Try it:
Beginning with the very first line, please reproduce the entries exactly through the line containing "are excluded from the news sitemap.".

━━━━━━━━━━━━━━━━━━━━

PR #519, opened 2019-07-18
Exclude from news sitemap schema fallback

igorschoester:
## Summary

* Fixes a bug where the `@type` in the schema output would be `NewsArticle` instead of `Article` for articles which are excluded from the news sitemap.

* Moved the term exclusion functions to keep the code DRY.
* Added a protected function around `get_post` to be able to mock it in the tests.

## Test instructions

* Go to the news settings and make sure you have a couple of post types turned on.
* Create a new post (or any/all of the activated above) and publish it.
* Go to the frontend of that post and check the schema output (tip: [GSDTT](https://search.google.com/structured-data/testing-tool)); it should have the `@type` of `NewsArticle`.
* Go to your news sitemap, the newly created post should be in there too.

### Exclude from news sitemap
1. Now turn on the `Exclude from News Sitemap` option in the `Addons` tab -> `Google News` and save the post.
1. Check the schema and sitemap again: it should have the `@type` `Article` and not be in the sitemap.
1. Turn the `Exclude from News Sitemap` back off.

### Exclude term
1. Add a category to the post.
1. Go to your news settings and exclude the category from the news sitemap.
1. Check the schema and sitemap again: it should have the `@type` `Article` and not be in the sitemap.
1. Repeat the steps with a tag instead of a category.

### Other posttypes
* Repeat all the steps with another post type.

Fixes https://github.com/Yoast/bugreports/issues/326

### DIFF
--- a/classes/schema.php
+++ b/classes/schema.php
@@ -28,8 +28,8 @@ class WPSEO_News_Schema {
 	 * @return array $post_types Supported post types.
 	 */
 	public function article_post_types( $post_types ) {
-		// When the news article is excluded do not alter the article post types.
-		if ( $this->is_post_excluded() ) {
+		// Alter the article post types only when the news article is not excluded.
+		if ( ! $this->is_post_excluded() ) {
 			$post_types = array_merge( WPSEO_News::get_included_post_types(), $post_types );
 		}
 
@@ -46,8 +46,8 @@ class WPSEO_News_Schema {
 	public function change_article( $data ) {
 		$post = $this->get_post();
 		if ( $post !== null && in_array( $post->post_type, WPSEO_News::get_included_post_types(), true ) ) {
-			// When the news article is excluded do not change the `@type` to `NewsArticle`.
-			if ( $this->is_post_excluded( $post ) ) {
+			// Change the `@type` to `NewsArticle` only when the news article is not excluded.
+			if ( ! $this->is_post_excluded( $post ) ) {
 				$data['@type'] = 'NewsArticle';
 			}
 			$data['copyrightYear']   = mysql2date( 'Y', $post->post_date_gmt, false );
@@ -70,9 +70,9 @@ class WPSEO_News_Schema {
 		}
 
 		return (
-			$post !== null
-			&& WPSEO_News::is_excluded_through_sitemap( $post->ID ) === false
-			&& WPSEO_News::is_excluded_through_terms( $post->ID, $post->post_type ) === false
+			$post === null
+			|| WPSEO_News::is_excluded_through_sitemap( $post->ID )
+			|| WPSEO_News::is_excluded_through_terms( $post->ID, $post->post_type )
 		);
 	}
 
--- a/classes/schema.php
+++ b/classes/schema.php
@@ -70,16 +70,16 @@ class WPSEO_News_Schema {
 		}
 
 		return (
-			$post !== null &&
-			WPSEO_News::is_excluded_through_sitemap( $post->ID ) === false &&
-			WPSEO_News::is_excluded_through_terms( $post->ID, $post->post_type ) === false
+			$post !== null
+			&& WPSEO_News::is_excluded_through_sitemap( $post->ID ) === false
+			&& WPSEO_News::is_excluded_through_terms( $post->ID, $post->post_type ) === false
 		);
 	}
 
 	/**
 	 * Retrieves post data given a post ID or post object.
 	 *
-	 * This function exists to be abe to mock the get_post call and should
+	 * This function exists to be able to mock the get_post call and should
 	 * no longer be needed when moving the tests suite over to BrainMonkey.
 	 *
 	 * @codeCoverageIgnore
--- a/classes/schema.php
+++ b/classes/schema.php
@@ -55,11 +55,14 @@ class WPSEO_News_Schema {
 	/**
 	 * Retrieves post data given a post ID or post object.
 	 *
+	 * This function exists to be abe to mock the get_post call and should
+	 * no longer be needed when moving the tests suite over to BrainMonkey.
+	 *
 	 * @codeCoverageIgnore
 	 *
-	 * @param int|WP_Post|null $post Optional. Post ID or post object. Defaults to global $post.
+	 * @param int|WP_Post|null $post Optional. Post ID or post object.
 	 *
-	 * @return WP_Post|null Type corresponding to $output on success or null on failure.
+	 * @return WP_Post|null The post object or null if it cannot be found.
 	 */
 	protected function get_post( $post = null ) {
 		return get_post( $post );
--- a/classes/schema.php
+++ b/classes/schema.php
@@ -11,7 +11,7 @@
 class WPSEO_News_Schema {
 
 	/**
-	 * WPSEO_News_Head Constructor.
+	 * WPSEO_News_Schema Constructor.
 	 */
 	public function __construct() {
 		add_filter( 'wpseo_schema_article_post_types', array( $this, 'article_post_types' ) );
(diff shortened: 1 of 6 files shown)


tests/schema-test.php
```diff
@@ -0,0 +1,120 @@
...
+				'@id' => 'http://example.org#organization',
+			),
+		);
+		$actual   = $this->default_mock->change_article( array() );
+
+		$this->assertEquals( $expected, $actual );
+	}
+
+	/**
+	 * Tests whether the admin page is generated correctly with an excluded term.
```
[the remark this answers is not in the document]
IreneStr:
```suggestion
	 * Tests whether the schema output is generated correctly if one of the terms that is attached to a post is excluded from the news sitemap.
```

tests/schema-test.php
```diff
@@ -0,0 +1,120 @@
...
+				'@id' => 'http://example.org#organization',
+			),
+		);
+		$actual   = $this->default_mock->change_article( array() );
+
+		$this->assertEquals( $expected, $actual );
+	}
+
+	/**
+	 * Adds the options to exclude uncategorized posts. This is a filter function.
```
IreneStr: Moving this up to directly after setUp would make more sense to me.

tests/doubles/schema-double.php
```diff
@@ -0,0 +1,23 @@
...
+ * Class WPSEO_News_Schema.
+ */
+class WPSEO_News_Schema_Double extends WPSEO_News_Schema {
+
+	/**
+	 * Retrieves post data given a post ID or post object.
+	 *
+	 * @param int|WP_Post|null $post Optional. Post ID or post object. Defaults to global $post.
+	 *
+	 * @return WP_Post|array|null Type corresponding to $output on success or null on failure.
```
IreneStr:
```suggestion
	 * @return WP_Post|null The post object or null if it cannot be found.
```

tests/doubles/schema-double.php
```diff
@@ -0,0 +1,23 @@
...
+
+/**
+ * Class WPSEO_News_Schema.
+ */
+class WPSEO_News_Schema_Double extends WPSEO_News_Schema {
+
+	/**
+	 * Retrieves post data given a post ID or post object.
+	 *
+	 * @param int|WP_Post|null $post Optional. Post ID or post object. Defaults to global $post.
```
IreneStr:
```suggestion
	 * @param int|WP_Post|null $post Optional. Post ID or post object.
```

IreneStr:
Acceptance progress:
- Everything is working well for posts. 

To do: 
- Custom post types + page with and without excluded categories and tags.

tests/schema-test.php
igorschoester: I usually put helpers on the bottom of the file. We do not have any rules for this though. Because it is a class it will be loaded in before instantiated, so order does not matter for that reason.

classes/schema.php
```diff
@@ -39,13 +44,51 @@ public function article_post_types( $post_types ) {
...
 	public function change_article( $data ) {
-		$post = get_post();
-		if ( in_array( $post->post_type, WPSEO_News::get_included_post_types(), true ) ) {
-			$data['@type']           = 'NewsArticle';
+		$post = $this->get_post();
+		if ( $post !== null && in_array( $post->post_type, WPSEO_News::get_included_post_types(), true ) ) {
+			// When the news article is excluded do not change the `@type` to `NewsArticle`.
+			if ( $this->is_post_excluded( $post ) ) {
+				$data['@type'] = 'NewsArticle';
+			}
```
afercia: Not sure this is intended, or maybe the comment is misleading? I read "do not change the `@type` to `NewsArticle`." but then it does change the @type to `NewsArticle`?

classes/schema.php
```diff
@@ -39,13 +44,51 @@ public function article_post_types( $post_types ) {
...
+			$post !== null &&
+			WPSEO_News::is_excluded_through_sitemap( $post->ID ) === false &&
+			WPSEO_News::is_excluded_through_terms( $post->ID, $post->post_type ) === false
+		);
+	}
+
+	/**
+	 * Retrieves post data given a post ID or post object.
+	 *
+	 * This function exists to be abe to mock the get_post call and should
```
afercia: Typo: abe -> able

classes/wpseo-news.php
```diff
@@ -91,7 +91,7 @@ private function init_admin() {
 
 		// Setting action for removing the transient on update options.
 		if ( class_exists( 'WPSEO_Sitemaps_Cache' )
-			&& method_exists( 'WPSEO_Sitemaps_Cache', 'register_clear_on_option_update' )
+			 && method_exists( 'WPSEO_Sitemaps_Cache', 'register_clear_on_option_update' )
```
afercia: Why this added space?

classes/schema.php
```diff
@@ -39,13 +44,51 @@ public function article_post_types( $post_types ) {
...
+	 */
+	private function is_post_excluded( $post = null ) {
+		if ( $post === null ) {
+			$post = $this->get_post();
+		}
+
+		return (
+			$post !== null &&
+			WPSEO_News::is_excluded_through_sitemap( $post->ID ) === false &&
+			WPSEO_News::is_excluded_through_terms( $post->ID, $post->post_type ) === false
```
afercia: I guess for consistency with what we do in Yoast SEO, the `&&` should go at the beginning of the new lines.

classes/wpseo-news.php
```diff
@@ -162,8 +162,8 @@ public function plugin_links( $links, $file ) {
 		}
 		if ( $file === $this_plugin ) {
 			$settings_link = '<a href="' . admin_url( 'admin.php?page=wpseo_news' ) . '">'
-				. __( 'Settings', 'wordpress-seo-news' )
-				. '</a>';
+							 . __( 'Settings', 'wordpress-seo-news' )
+							 . '</a>';
 			array_unshift( $links, $settings_link );
```
afercia: Instead of this kind off indentation (which personally I think should be avoided because they use mixed tab characters and spaces) maybe a `sprintf()` would be cleaner.

classes/wpseo-news.php
```diff
@@ -162,8 +162,8 @@ public function plugin_links( $links, $file ) {
 		}
 		if ( $file === $this_plugin ) {
 			$settings_link = '<a href="' . admin_url( 'admin.php?page=wpseo_news' ) . '">'
-				. __( 'Settings', 'wordpress-seo-news' )
-				. '</a>';
+							 . __( 'Settings', 'wordpress-seo-news' )
+							 . '</a>';
```
afercia: Instead of this kind off indentation (which personally I think should be avoided because they use mixed tab characters and spaces) maybe a `sprintf()` would be cleaner.

classes/wpseo-news.php
```diff
@@ -261,7 +261,7 @@ public function error_missing_wpseo() {
 	public function error_upgrade_wp() {
 		echo '<div class="error"><p>';
 		printf(
-			/* translators: %1$s resolves to News SEO */
+		/* translators: %1$s resolves to News SEO */
```
afercia: this translators comment should go inside `esc_html__()`: must be on the line immediately preceding the string with placeholders.

classes/wpseo-news.php
```diff
@@ -279,7 +279,7 @@ public function error_upgrade_wp() {
 	public function error_upgrade_wpseo() {
 		echo '<div class="error"><p>';
 		printf(
-			/* translators: %1$s resolves to Yoast SEO, %2$s resolves to News SEO */
+		/* translators: %1$s resolves to Yoast SEO, %2$s resolves to News SEO */
```
afercia: same as above

classes/wpseo-news.php
```diff
@@ -240,7 +240,7 @@ public function enqueue_admin_page() {
 	public function error_missing_wpseo() {
 		echo '<div class="error"><p>';
 		printf(
-			/* translators: %1$s resolves to the link to search for Yoast SEO, %2$s resolves to the closing tag for this link, %3$s resolves to Yoast SEO, %4$s resolves to News SEO */
+		/* translators: %1$s resolves to the link to search for Yoast SEO, %2$s resolves to the closing tag for this link, %3$s resolves to Yoast SEO, %4$s resolves to News SEO */
```
afercia: this translators comment should go inside esc_html__(): must be on the line immediately preceding the string with placeholders.

classes/schema.php
afercia: I checked the actual behavior and though it works, I think part of the confusion here is that (_If I'm not wrong_) `is_post_excluded()` returns true when the post is NOT excluded and false when it is excluded. I'd say either it should be renamed or the various conditions swapped.

classes/schema.php
```diff
@@ -39,13 +44,51 @@ public function article_post_types( $post_types ) {
...
+	 */
+	private function is_post_excluded( $post = null ) {
+		if ( $post === null ) {
+			$post = $this->get_post();
+		}
+
+		return (
+			$post !== null
+			&& WPSEO_News::is_excluded_through_sitemap( $post->ID ) === false
+			&& WPSEO_News::is_excluded_through_terms( $post->ID, $post->post_type ) === false
```
afercia: Checking for `=== false` make this method actually return `true` when the post is NOT excluded. Maybe some leftover. See also previous comment https://github.com/Yoast/wpseo-news/pull/519/files#r307685526

classes/schema.php
```diff
@@ -26,7 +28,10 @@ public function __construct() {
 	 * @return array $post_types Supported post types.
 	 */
 	public function article_post_types( $post_types ) {
-		$post_types = array_merge( WPSEO_News::get_included_post_types(), $post_types );
+		// When the news article is excluded do not alter the article post types.
+		if ( $this->is_post_excluded() ) {
+			$post_types = array_merge( WPSEO_News::get_included_post_types(), $post_types );
```
afercia: `array_merge` usage is pre-existing but just wanted to note that this will produce something like the following, where the item `post` is present twice:

`array(3) { [0]=> string(4) "post" [1]=> string(4) "page" [2]=> string(4) "post" }`

> if the arrays contain numeric keys, the later value will not overwrite the original value, but will be appended.

classes/schema.php
IreneStr: I've reversed the logic to let it make more sense.

Xyfi:
I'm not sure whether this is in the scop of this issue but if a category is excluded from the sitemap the type is still `NewsArticle`.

━━━━━━━━━━━━━━━━━━━━

Reply to the task:
PR #519, opened 2019-07-18
Exclude from news sitemap schema fallback

igorschoester:
## Summary

* Fixes a bug where the `@type` in the schema output would be `NewsArticle` instead of `Article` for articles which are excluded from the news sitemap.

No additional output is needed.